Last active August 2, 2022 12:43
Show Gist options
  • Star 1 You must be signed in to star a gist
  • Fork 1 You must be signed in to fork a gist
  • Save ben-z/c7e4ccf4465b3dd15ed6e4bb4e532acb to your computer and use it in GitHub Desktop.
Save ben-z/c7e4ccf4465b3dd15ed6e4bb4e532acb to your computer and use it in GitHub Desktop.
Download ZIP
K3s Installation Notes
Raw
K3sInstallationNotes.md

K3s Installation Notes (for running Gitlab Runner)

Install k3s master and expose api:

curl -sfL https://get.k3s.io | INSTALL_K3S_EXEC="server --write-kubeconfig-mode 644 --bind-address 0.0.0.0" sh -

The --write-kubeconfig-mode 644 gives /etc/rancher/k3s/k3s.yaml group and world read permissions so that we can run kubectl without sudo. The INSTALL_K3S_EXEC argument can be modified at /etc/systemd/system/multi-user.target.wants/k3s.service.

Configuration Options that we can put into INSTALL_K3S_EXEC: https://rancher.com/docs/k3s/latest/en/installation/install-options/server-config/

Check that the cluster is accessible from the outside (taken from here):

curl --insecure https://SERVER_IP:6443/

You should see something like this:

{
  "kind": "Status",
  "apiVersion": "v1",
  "metadata": {

  },
  "status": "Failure",
  "message": "Unauthorized",
  "reason": "Unauthorized",
  "code": 401
}

Note that you may need to create a firewall rule or disable the firewall (sudo ufw disable) to allow external access.

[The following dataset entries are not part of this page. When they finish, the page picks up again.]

PR #35290, opened 2026-07-30
fix(proxy): request stream usage upstream by default and strip it from client streams

mateo-berri:
## TLDR

Problem this solves:

- Streams without `stream_options.include_usage` get tiktoken-estimated usage
- Hidden reasoning tokens are invisible to tiktoken, so SpendLogs undercounts output massively
- On reasoning models the gap reaches 90%+ of billed output tokens

How it solves it:

- Proxy injects `include_usage` upstream on `/v1/chat/completions` streams
- Injection only happens when every deployment behind the requested model declares `stream_options` in its supported OpenAI params, so providers that reject the param (Bytez, OCI) or that stream usage natively (Anthropic, Gemini, Bedrock) are left untouched
- Injection artifacts are stripped, so client-visible SSE stays byte-identical
- The internal strip marker is neutralized when it arrives in a client request body, so clients cannot suppress a usage chunk they asked for
- `always_include_stream_usage: false` remains a kill switch, `true` keeps forwarding usage

## Pre-Submission checklist

## Delays in PR merge?

## Screenshots / Proof of Fix

All runs hit a live proxy backed by real Azure OpenAI and Anthropic APIs, with SpendLogs in Postgres. Before runs were captured at `abd239f903` (current litellm_internal_staging), after runs at this PR's head `c0de87d08d`. Config mirrors an affected deployment, with no `always_include_stream_usage` set:

```yaml
model_list:
  - model_name: azure-nano
    litellm_params:
      model: "azure/gpt-5.4-nano"
      api_base: os.environ/AZURE_API_BASE
      api_key: os.environ/AZURE_API_KEY
      api_version: "2025-04-01-preview"
  - model_name: anthropic-fable
    litellm_params:
      model: "anthropic/claude-fable-5"
general_settings:
  store_model_in_db: True
```

The client request never sends `stream_options`:

```bash
curl -s -N http://localhost:47211/v1/chat/completions \
  -H "Authorization: Bearer sk-..." -H 'Content-Type: application/json' \
  -d '{"model":"azure-nano","messages":[{"role":"user","content":"What is 47*53 minus 19? Reply with just the number."}],"stream":true,"reasoning_effort":"medium"}'
```

SpendLogs rows across the QA matrix (`psql -d llnl_fix_qa -c 'SELECT model, prompt_tokens, completion_tokens, spend FROM "LiteLLM_SpendLogs" ORDER BY "startTime"'`):

| leg | commit | config | pt | ct | spend |
|---|---|---|---|---|---|
| azure pong | before | default | 12 | 1 | $0.00000365 |
| azure pong | after | default | 11 | 5 | $0.00000845 |
| azure reasoning | before | flag false | 23 | 2 | $0.00000710 |
| azure reasoning | after | default | 22 | 40 | $0.00005440 |
| anthropic pong | before | default | 16 | 4 | $0.00036000 |
| anthropic pong | after | default | 16 | 4 | $0.00036000 |

The before rows are tiktoken estimates: the reasoning request produced a 2-token visible answer ("2472") while Azure billed 40 output tokens, so 38 reasoning tokens and 87% of the spend were silently dropped. The after rows match provider-billed usage exactly. Anthropic streams usage natively and its route is untouched by this PR (the support gate skips it entirely), so its numbers were correct before and stay identical

Client-visible SSE frames for the same azure request, before vs after, both with zero usage frames and identical shapes (verified with `diff` over the captured streams):

```
{"choices":[{"d":{"role":"assistant","content":""},"fr":null}],"usage":false}
{"choices":[{"d":{"content":"pong"},"fr":null}],"usage":false}
{"choices":[{"d":{},"fr":"stop"}],"usage":false}
IDENTICAL
```

Clients that do opt in still get the usage chunk, at both commits:

```bash
curl -s -N ... -d '{"model":"azure-nano","messages":[...],"stream":true,"stream_options":{"include_usage":true}}'
# final frame: {"choices":[...],"usage":{"prompt_tokens":11,"completion_tokens":5,...}}
```

`always_include_stream_usage: true` still forwards the usage chunk to clients that never asked (existing behavior, verified live), and an explicit `false` disables the upstream injection entirely, reproducing the old estimated row (23 pt, 2 ct) for deployments whose OpenAI-compatible backend rejects `stream_options`

Providers whose param map rejects `stream_options` are skipped by the support gate instead of erroring. With a Bytez model in the same config (fake key, so the request dies at the provider's door either way), streaming at `43efd02d35` failed before ever reaching Bytez:

```
{"error":{"message":"litellm.APIConnectionError: param `stream_options` is not supported on Bytez ..."}}
```

while at `c0de87d08d` the identical request passes param mapping and reaches the real Bytez API:

```
{"error":{"message":"litellm.APIConnectionError: BytezException - {\"error\":\"Unauthorized\"} ..."}}
```

Team-scoped models resolve through the gate too. With a team model created via `/team/new` + `/model/new` (internal name `model_name_{team_id}_{uuid}`, public alias `team-gpt`) and streamed through a team key, the reasoning request at `0732122536` logged the tiktoken estimate (23 pt, 2 ct, $0.00000710) because the gate resolved the alias without `team_id` and skipped injection; at `c0de87d08d` the identical request logs provider-billed usage (22 pt, 38 ct, $0.00005190) with client-visible frames unchanged

## Type

🐛 Bug Fix

## Changes

`_stream_usage_tracking_updates` in `common_request_processing.py` replaces the old flag-gated injection block. With `always_include_stream_usage` unset it injects `stream_options.include_usage: true` into `/v1/chat/completions` streams (merging with any client-sent `stream_options`) and marks the request with an internal `_litellm_strip_stream_usage` key; `true` keeps the exact previous inject-and-forward semantics, and `false` now opts out of injection entirely. The route scoping matters because other streaming surfaces (Anthropic `/v1/messages`, Google `generateContent`) already receive provider usage without asking and their generators do not strip

Default injection is additionally gated on provider support: `_model_deployments_support_stream_options` resolves the requested model through the router (deployments, aliases, and wildcards via `get_model_list`) and only allows injection when every backing deployment lists `stream_options` in `get_supported_openai_params`. `stream_options` is exempt from the generic `UnsupportedParamsError` check, so the only providers that can break are ones whose `map_openai_params` explicitly raises (Bytez, OCI); those, and providers that stream usage natively and never needed the flag (Anthropic, Gemini, Bedrock), now keep their exact pre-PR behavior. The gate resolves with the request's `team_id`, since team-scoped models store an internal `model_name_{team_id}_{uuid}` name and are only reachable through their `team_public_model_name` when the team is known. Unresolvable models conservatively skip injection, falling back to today's estimates rather than risking a provider error

`_litellm_strip_stream_usage` is internal, so a value arriving in the client request body is neutralized: `_stream_usage_tracking_updates` overwrites any inbound value (only the proxy's own injection path can set it to true), and the experimental `/queue/chat/completions` endpoint, which bypasses that pre-call logic, pops it from the parsed body. A client can no longer plant the marker to make the proxy swallow a usage chunk it explicitly requested

`async_data_generator` in `proxy_server.py` drops injection artifacts when the marker is set: chunks whose choices are all empty (no delta content, finish_reason, or logprobs) and that carry no `provider_specific_fields`. That covers both the provider's final usage chunk and the empty prompt-filter chunk Azure only emits when `include_usage` is on, which live testing showed would otherwise leak. Chunks with real payload are never touched, even when a provider attaches usage to them

`_litellm_strip_stream_usage` is registered in `all_litellm_params` so `get_non_default_completion_params` treats it as LiteLLM-internal instead of sweeping it into the provider request body

Tests pin the tri-state config semantics, the artifact predicate against real chunk shapes (synthetic usage chunk, empty-choices usage chunk, prompt-filter chunk, content and finish chunks with usage attached), and the generator end to end: with the marker the usage chunk disappears from client SSE, without it the chunk is forwarded. The support gate is covered against real Router instances (Azure deployment, Bytez deployment, mixed-provider model group, wildcard route, unmapped alias, and a team-alias model that only resolves when `team_id` is passed), and the marker neutralization against client-planted values on the default, flag-true, and non-streaming paths

### Final Attestation

---

> [!NOTE]
> **Medium Risk**
> Changes the default proxy streaming request/response path and spend-logging inputs for chat completions, but provider support gating and conservative skip behavior limit breakage; extensive tests cover injection, stripping, and router/team resolution.
> 
> **Overview**
> **Default `/v1/chat/completions` streaming** now asks the provider for real usage by injecting `stream_options.include_usage` when `always_include_stream_usage` is unset, while keeping the client stream unchanged by marking the request with internal `_litellm_strip_stream_usage` and dropping empty usage-only SSE chunks in `async_data_generator`.
> 
> Injection is scoped to **`acompletion`** and gated on **router-resolved deployments** (including team aliases): every backing model must advertise `stream_options` in `get_supported_openai_params`, so providers that reject the param or already stream usage natively are skipped. **`always_include_stream_usage: true`** still injects and forwards usage; **`false`** disables injection entirely.
> 
> Client-supplied `_litellm_strip_stream_usage` is **neutralized** on the normal pre-call path and **stripped** on the queued chat-completions endpoint; the flag is registered in **`all_litellm_params`** so it is not forwarded upstream.
> 
> <sup>Reviewed by [Cursor Bugbot](https://cursor.com/bugbot) for commit c0de87d08d4bee0069280071a0fb1854bdd0a646. Bugbot is set up for automated code reviews on this repo. Configure [here](https://www.cursor.com/dashboard/bugbot).</sup>

### DIFF
--- a/litellm/proxy/common_request_processing.py
+++ b/litellm/proxy/common_request_processing.py
@@ -258,7 +258,7 @@ def _litellm_model_supports_stream_options(litellm_model: str) -> bool:
     return supported_params is not None and "stream_options" in supported_params
 
 
-def _deployment_litellm_model(deployment: Mapping[str, object]) -> Optional[str]:
+def _deployment_litellm_model(deployment: Mapping[str, object]) -> str | None:
     litellm_params = deployment.get("litellm_params")
     if isinstance(litellm_params, Mapping):
         litellm_model = litellm_params.get("model")
@@ -269,11 +269,12 @@ def _deployment_litellm_model(deployment: Mapping[str, object]) -> Optional[str]
 
 def _model_deployments_support_stream_options(
     model: object,
-    llm_router: Optional[Router],
+    llm_router: Router | None,
+    team_id: str | None,
 ) -> bool:
     if not isinstance(model, str):
         return False
-    deployments = llm_router.get_model_list(model_name=model) if llm_router is not None else None
+    deployments = llm_router.get_model_list(model_name=model, team_id=team_id) if llm_router is not None else None
     deployment_models = tuple(
         litellm_model
         for deployment in deployments or ()
@@ -1309,6 +1310,7 @@ class ProxyBaseLLMRequestProcessing:
                 supports_stream_options=lambda: _model_deployments_support_stream_options(
                     model=self.data.get("model"),
                     llm_router=llm_router,
+                    team_id=user_api_key_dict.team_id,
                 ),
             )
         )
--- a/litellm/proxy/common_request_processing.py
+++ b/litellm/proxy/common_request_processing.py
@@ -5,6 +5,7 @@ import math
 import time
 import traceback
 from datetime import datetime
+from functools import lru_cache
 from typing import (
     TYPE_CHECKING,
     Any,
@@ -39,6 +40,9 @@ from litellm.constants import (
 )
 from litellm.integrations.custom_guardrail import CustomGuardrail
 from litellm.litellm_core_utils.dd_tracing import NullTracer, tracer
+from litellm.litellm_core_utils.get_supported_openai_params import (
+    get_supported_openai_params,
+)
 from litellm.litellm_core_utils.litellm_logging import Logging as LiteLLMLoggingObj
 from litellm.litellm_core_utils.llm_response_utils.get_headers import (
     get_response_headers,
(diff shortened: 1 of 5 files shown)


mateo-berri:
@greptileai

mateo-berri:
bugbot run

mateo-berri:
@greptileai

ryan-crabbe-berri (approved):

mateo-berri:
@greptileai

mateo-berri:
bugbot run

Create a namespace for gitlab runner:

sudo kubectl create namespace gitlab

Register gitlab-runner (on the master machine) and modify its configuration to match (mainly host, cert_file, key_file and ca_file):

[[runners]]
  name = "<RUNNER_NAME>"
  url = "<GITLAB_URL>"
  token = "<SOME_TOKEN_FROM_THE_UI>"
  executor = "kubernetes"
  [runners.custom_build_dir]
  [runners.cache]
    [runners.cache.s3]
    [runners.cache.gcs]
    [runners.cache.azure]
  [runners.kubernetes]
    host = "https://<HOST_NAME>:6443"
    cert_file = "/var/lib/rancher/k3s/server/tls/client-admin.crt"
    key_file = "/var/lib/rancher/k3s/server/tls/client-admin.key"
    ca_file = "/var/lib/rancher/k3s/server/tls/server-ca.crt"
    bearer_token_overwrite_allowed = false
    # default image
    image = "docker:19.03.12"
    namespace = "gitlab"
    namespace_overwrite_allowed = ""
    privileged = true
    service_account_overwrite_allowed = ""
    pod_annotations_overwrite_allowed = ""
    # default services
    [[runners.kubernetes.services]]
      name = "docker:19.03.12-dind"
    # choose which node to run on (hard constraint)
    #[runners.kubernetes.node_selector]
    #  disktype = "ssd"
    # choose which node to run on (soft constraint)
    [runners.kubernetes.affinity]
      [runners.kubernetes.affinity.node_affinity]
        [[runners.kubernetes.affinity.node_affinity.preferred_during_scheduling_ignored_during_execution]]
        weight = 100
        [runners.kubernetes.affinity.node_affinity.preferred_during_scheduling_ignored_during_execution.preference]
          [[runners.kubernetes.affinity.node_affinity.preferred_during_scheduling_ignored_during_execution.preference.match_expressions]]
           key = "disktype"
           operator = "In"
           values = ["ssd"]
    [runners.kubernetes.pod_security_context]
    [runners.kubernetes.volumes]
    [runners.kubernetes.node_tolerations]
      "node.kubernetes.io/disk-pressure" = "NoSchedule"
  • The node_selector configuration enforces that the runner only runs on certain nodes with special labels (disktype=ssd) in our case.
  • The affinity configuration makes the runner prefer nodes labelled with disktype=ssd.
  • The tolerations configuration allows the runner to scheule pods on nodes that report low disk space.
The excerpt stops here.